→ Assigned task: The entries need to be copied exactly.

(Records for this task begins)

PR #229, opened 2020-09-24
Add pipeline uninstall mechanism

### LINKED ISSUE #225: TraceProvider::with_exporter immediately drops BatchSpanProcessor
While testing #224, I came across an issue.

## Steps to reproduce

1. Checkout the PR (at the point of writing https://github.com/open-telemetry/opentelemetry-rust/pull/224/commits/ffa96df67008202b784b64d0986e255ffd26cac1).
1. Open `examples/stdout.rs` and change:
   ```diff
   + #[tokio::main]
   + async fn main() {
   - fn main() {
   ```
1. Run `cargo run --example stdout` and observe the span being printed to the console.
1. Run `cargo run --example stdout --features tokio` and observe that nothing is printed. With the tokio feature enabled it used the BatchSpanProcessor setup by TraceProvider::with_exporter.

## Analysis

I reproduced it on master as well and with a few print statements found that the `BatchSpanProcessorWorker` is immediately dropped after calling with_exporter.

See my experiments here: https://github.com/open-telemetry/opentelemetry-rust/commit/13fc775f92967eced4ba3581129d6091112ed8f3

(Records for this task ends)

→ The answer:
PR #229, opened 2020-09-24
Add pipeline uninstall mechanism

### LINKED ISSUE #225: TraceProvider::with_exporter immediately drops BatchSpanProcessor
While testing #224, I came across an issue.

## Steps to reproduce

1. Checkout the PR (at the point of writing https://github.com/open-telemetry/opentelemetry-rust/pull/224/commits/ffa96df67008202b784b64d0986e255ffd26cac1).
1. Open `examples/stdout.rs` and change:
   ```diff
   + #[tokio::main]
   + async fn main() {
   - fn main() {
   ```
1. Run `cargo run --example stdout` and observe the span being printed to the console.
1. Run `cargo run --example stdout --features tokio` and observe that nothing is printed. With the tokio feature enabled it used the BatchSpanProcessor setup by TraceProvider::with_exporter.

## Analysis

I reproduced it on master as well and with a few print statements found that the `BatchSpanProcessorWorker` is immediately dropped after calling with_exporter.

See my experiments here: https://github.com/open-telemetry/opentelemetry-rust/commit/13fc775f92967eced4ba3581129d6091112ed8f3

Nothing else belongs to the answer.